• TASK GOAL
Starting with the first line and ending with the last, copy the entries word for word.

• DATA FOR PROCESSING

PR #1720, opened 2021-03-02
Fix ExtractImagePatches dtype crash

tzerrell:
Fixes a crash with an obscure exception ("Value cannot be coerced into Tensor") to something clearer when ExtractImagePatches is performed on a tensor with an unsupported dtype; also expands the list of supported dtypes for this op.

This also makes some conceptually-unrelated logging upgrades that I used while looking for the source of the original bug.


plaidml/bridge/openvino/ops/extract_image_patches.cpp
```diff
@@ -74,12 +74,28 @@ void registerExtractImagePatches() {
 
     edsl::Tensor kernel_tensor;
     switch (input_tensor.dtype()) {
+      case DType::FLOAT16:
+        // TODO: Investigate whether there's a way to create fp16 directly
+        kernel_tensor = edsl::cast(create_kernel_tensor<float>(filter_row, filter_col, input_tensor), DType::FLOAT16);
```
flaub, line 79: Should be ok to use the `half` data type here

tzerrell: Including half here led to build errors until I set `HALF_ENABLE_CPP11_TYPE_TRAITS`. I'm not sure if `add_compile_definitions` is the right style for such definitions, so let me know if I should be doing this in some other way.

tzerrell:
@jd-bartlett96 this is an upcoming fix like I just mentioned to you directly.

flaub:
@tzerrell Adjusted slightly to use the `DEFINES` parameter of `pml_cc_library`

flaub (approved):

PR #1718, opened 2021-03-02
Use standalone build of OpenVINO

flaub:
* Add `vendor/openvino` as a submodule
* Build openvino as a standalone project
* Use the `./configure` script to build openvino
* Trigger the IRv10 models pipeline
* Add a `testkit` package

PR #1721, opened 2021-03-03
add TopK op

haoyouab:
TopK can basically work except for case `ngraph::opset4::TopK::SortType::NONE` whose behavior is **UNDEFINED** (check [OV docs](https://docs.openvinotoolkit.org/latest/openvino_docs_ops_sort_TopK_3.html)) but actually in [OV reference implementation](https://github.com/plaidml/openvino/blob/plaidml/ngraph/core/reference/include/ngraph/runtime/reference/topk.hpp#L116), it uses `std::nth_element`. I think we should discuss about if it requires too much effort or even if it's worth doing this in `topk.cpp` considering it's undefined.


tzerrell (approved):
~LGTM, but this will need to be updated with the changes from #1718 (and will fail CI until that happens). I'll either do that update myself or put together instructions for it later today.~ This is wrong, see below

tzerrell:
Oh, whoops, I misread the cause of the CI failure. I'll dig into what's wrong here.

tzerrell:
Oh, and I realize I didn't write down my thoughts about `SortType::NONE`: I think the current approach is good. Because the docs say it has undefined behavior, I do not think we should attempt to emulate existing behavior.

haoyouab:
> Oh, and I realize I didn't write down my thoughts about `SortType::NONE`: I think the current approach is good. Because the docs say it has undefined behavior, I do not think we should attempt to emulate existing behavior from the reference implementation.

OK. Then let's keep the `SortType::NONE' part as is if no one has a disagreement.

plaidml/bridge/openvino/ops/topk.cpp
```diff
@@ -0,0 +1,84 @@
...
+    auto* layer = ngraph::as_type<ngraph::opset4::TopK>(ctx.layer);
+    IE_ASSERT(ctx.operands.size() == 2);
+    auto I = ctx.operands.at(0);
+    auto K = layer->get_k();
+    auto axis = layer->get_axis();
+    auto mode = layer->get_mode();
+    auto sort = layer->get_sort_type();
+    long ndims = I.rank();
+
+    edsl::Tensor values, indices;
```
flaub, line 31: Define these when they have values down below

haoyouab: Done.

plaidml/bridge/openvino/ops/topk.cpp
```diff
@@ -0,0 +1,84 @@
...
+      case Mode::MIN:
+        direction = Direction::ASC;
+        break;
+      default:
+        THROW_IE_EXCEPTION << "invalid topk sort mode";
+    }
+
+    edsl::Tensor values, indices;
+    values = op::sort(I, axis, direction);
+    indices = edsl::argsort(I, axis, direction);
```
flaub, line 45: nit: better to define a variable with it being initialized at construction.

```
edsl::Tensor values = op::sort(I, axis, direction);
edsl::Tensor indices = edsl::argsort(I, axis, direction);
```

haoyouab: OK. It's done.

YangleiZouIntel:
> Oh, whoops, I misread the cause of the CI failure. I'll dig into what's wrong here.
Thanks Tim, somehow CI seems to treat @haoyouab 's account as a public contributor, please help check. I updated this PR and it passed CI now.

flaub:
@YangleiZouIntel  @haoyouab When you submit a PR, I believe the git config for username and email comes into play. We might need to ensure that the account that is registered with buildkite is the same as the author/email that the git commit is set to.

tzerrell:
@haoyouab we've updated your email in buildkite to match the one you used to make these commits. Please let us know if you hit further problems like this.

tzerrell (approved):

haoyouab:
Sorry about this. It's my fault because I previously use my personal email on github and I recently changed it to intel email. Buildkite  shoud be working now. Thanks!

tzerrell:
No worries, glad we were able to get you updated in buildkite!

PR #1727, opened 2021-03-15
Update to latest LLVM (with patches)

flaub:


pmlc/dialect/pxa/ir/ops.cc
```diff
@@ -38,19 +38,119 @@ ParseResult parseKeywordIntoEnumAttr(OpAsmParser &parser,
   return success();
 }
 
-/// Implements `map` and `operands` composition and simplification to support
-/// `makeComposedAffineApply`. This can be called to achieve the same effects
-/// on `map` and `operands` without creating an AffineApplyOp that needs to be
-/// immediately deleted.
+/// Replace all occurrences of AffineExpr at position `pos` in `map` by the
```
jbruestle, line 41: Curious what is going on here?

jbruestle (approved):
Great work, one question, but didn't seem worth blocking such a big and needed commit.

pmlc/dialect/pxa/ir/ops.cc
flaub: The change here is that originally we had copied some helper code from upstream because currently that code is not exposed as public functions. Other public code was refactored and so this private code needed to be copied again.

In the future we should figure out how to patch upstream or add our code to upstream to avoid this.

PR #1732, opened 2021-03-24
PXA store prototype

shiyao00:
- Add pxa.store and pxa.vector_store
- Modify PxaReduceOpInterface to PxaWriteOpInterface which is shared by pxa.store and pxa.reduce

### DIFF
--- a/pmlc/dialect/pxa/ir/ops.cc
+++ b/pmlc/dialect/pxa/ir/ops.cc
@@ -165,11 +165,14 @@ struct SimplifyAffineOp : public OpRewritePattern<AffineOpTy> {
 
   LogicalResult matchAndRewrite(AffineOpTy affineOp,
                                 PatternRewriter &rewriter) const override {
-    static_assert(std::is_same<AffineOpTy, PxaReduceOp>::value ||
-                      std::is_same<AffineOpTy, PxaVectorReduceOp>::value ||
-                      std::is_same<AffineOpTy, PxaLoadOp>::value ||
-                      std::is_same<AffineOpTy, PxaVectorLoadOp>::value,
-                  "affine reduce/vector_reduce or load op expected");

• TASK SOLUTION
PR #1720, opened 2021-03-02
Fix ExtractImagePatches dtype crash

tzerrell:
Fixes a crash with an obscure exception ("Value cannot be coerced into Tensor") to something clearer when ExtractImagePatches is performed on a tensor with an unsupported dtype; also expands the list of supported dtypes for this op.

This also makes some conceptually-unrelated logging upgrades that I used while looking for the source of the original bug.


plaidml/bridge/openvino/ops/extract_image_patches.cpp
```diff
@@ -74,12 +74,28 @@ void registerExtractImagePatches() {
 
     edsl::Tensor kernel_tensor;
     switch (input_tensor.dtype()) {
+      case DType::FLOAT16:
+        // TODO: Investigate whether there's a way to create fp16 directly
+        kernel_tensor = edsl::cast(create_kernel_tensor<float>(filter_row, filter_col, input_tensor), DType::FLOAT16);
```
flaub, line 79: Should be ok to use the `half` data type here

tzerrell: Including half here led to build errors until I set `HALF_ENABLE_CPP11_TYPE_TRAITS`. I'm not sure if `add_compile_definitions` is the right style for such definitions, so let me know if I should be doing this in some other way.

tzerrell:
@jd-bartlett96 this is an upcoming fix like I just mentioned to you directly.

flaub:
@tzerrell Adjusted slightly to use the `DEFINES` parameter of `pml_cc_library`

flaub (approved):

PR #1718, opened 2021-03-02
Use standalone build of OpenVINO

flaub:
* Add `vendor/openvino` as a submodule
* Build openvino as a standalone project
* Use the `./configure` script to build openvino
* Trigger the IRv10 models pipeline
* Add a `testkit` package

PR #1721, opened 2021-03-03
add TopK op

haoyouab:
TopK can basically work except for case `ngraph::opset4::TopK::SortType::NONE` whose behavior is **UNDEFINED** (check [OV docs](https://docs.openvinotoolkit.org/latest/openvino_docs_ops_sort_TopK_3.html)) but actually in [OV reference implementation](https://github.com/plaidml/openvino/blob/plaidml/ngraph/core/reference/include/ngraph/runtime/reference/topk.hpp#L116), it uses `std::nth_element`. I think we should discuss about if it requires too much effort or even if it's worth doing this in `topk.cpp` considering it's undefined.


tzerrell (approved):
~LGTM, but this will need to be updated with the changes from #1718 (and will fail CI until that happens). I'll either do that update myself or put together instructions for it later today.~ This is wrong, see below

tzerrell:
Oh, whoops, I misread the cause of the CI failure. I'll dig into what's wrong here.

tzerrell:
Oh, and I realize I didn't write down my thoughts about `SortType::NONE`: I think the current approach is good. Because the docs say it has undefined behavior, I do not think we should attempt to emulate existing behavior.

haoyouab:
> Oh, and I realize I didn't write down my thoughts about `SortType::NONE`: I think the current approach is good. Because the docs say it has undefined behavior, I do not think we should attempt to emulate existing behavior from the reference implementation.

OK. Then let's keep the `SortType::NONE' part as is if no one has a disagreement.

plaidml/bridge/openvino/ops/topk.cpp
```diff
@@ -0,0 +1,84 @@
...
+    auto* layer = ngraph::as_type<ngraph::opset4::TopK>(ctx.layer);
+    IE_ASSERT(ctx.operands.size() == 2);
+    auto I = ctx.operands.at(0);
+    auto K = layer->get_k();
+    auto axis = layer->get_axis();
+    auto mode = layer->get_mode();
+    auto sort = layer->get_sort_type();
+    long ndims = I.rank();
+
+    edsl::Tensor values, indices;
```
flaub, line 31: Define these when they have values down below

haoyouab: Done.

plaidml/bridge/openvino/ops/topk.cpp
```diff
@@ -0,0 +1,84 @@
...
+      case Mode::MIN:
+        direction = Direction::ASC;
+        break;
+      default:
+        THROW_IE_EXCEPTION << "invalid topk sort mode";
+    }
+
+    edsl::Tensor values, indices;
+    values = op::sort(I, axis, direction);
+    indices = edsl::argsort(I, axis, direction);
```
flaub, line 45: nit: better to define a variable with it being initialized at construction.

```
edsl::Tensor values = op::sort(I, axis, direction);
edsl::Tensor indices = edsl::argsort(I, axis, direction);
```

haoyouab: OK. It's done.

YangleiZouIntel:
> Oh, whoops, I misread the cause of the CI failure. I'll dig into what's wrong here.
Thanks Tim, somehow CI seems to treat @haoyouab 's account as a public contributor, please help check. I updated this PR and it passed CI now.

flaub:
@YangleiZouIntel  @haoyouab When you submit a PR, I believe the git config for username and email comes into play. We might need to ensure that the account that is registered with buildkite is the same as the author/email that the git commit is set to.

tzerrell:
@haoyouab we've updated your email in buildkite to match the one you used to make these commits. Please let us know if you hit further problems like this.

tzerrell (approved):

haoyouab:
Sorry about this. It's my fault because I previously use my personal email on github and I recently changed it to intel email. Buildkite  shoud be working now. Thanks!

tzerrell:
No worries, glad we were able to get you updated in buildkite!

PR #1727, opened 2021-03-15
Update to latest LLVM (with patches)

flaub:


pmlc/dialect/pxa/ir/ops.cc
```diff
@@ -38,19 +38,119 @@ ParseResult parseKeywordIntoEnumAttr(OpAsmParser &parser,
   return success();
 }
 
-/// Implements `map` and `operands` composition and simplification to support
-/// `makeComposedAffineApply`. This can be called to achieve the same effects
-/// on `map` and `operands` without creating an AffineApplyOp that needs to be
-/// immediately deleted.
+/// Replace all occurrences of AffineExpr at position `pos` in `map` by the
```
jbruestle, line 41: Curious what is going on here?

jbruestle (approved):
Great work, one question, but didn't seem worth blocking such a big and needed commit.

pmlc/dialect/pxa/ir/ops.cc
flaub: The change here is that originally we had copied some helper code from upstream because currently that code is not exposed as public functions. Other public code was refactored and so this private code needed to be copied again.

In the future we should figure out how to patch upstream or add our code to upstream to avoid this.

PR #1732, opened 2021-03-24
PXA store prototype

shiyao00:
- Add pxa.store and pxa.vector_store
- Modify PxaReduceOpInterface to PxaWriteOpInterface which is shared by pxa.store and pxa.reduce

### DIFF
--- a/pmlc/dialect/pxa/ir/ops.cc
+++ b/pmlc/dialect/pxa/ir/ops.cc
@@ -165,11 +165,14 @@ struct SimplifyAffineOp : public OpRewritePattern<AffineOpTy> {
 
   LogicalResult matchAndRewrite(AffineOpTy affineOp,
                                 PatternRewriter &rewriter) const override {
-    static_assert(std::is_same<AffineOpTy, PxaReduceOp>::value ||
-                      std::is_same<AffineOpTy, PxaVectorReduceOp>::value ||
-                      std::is_same<AffineOpTy, PxaLoadOp>::value ||
-                      std::is_same<AffineOpTy, PxaVectorLoadOp>::value,
-                  "affine reduce/vector_reduce or load op expected");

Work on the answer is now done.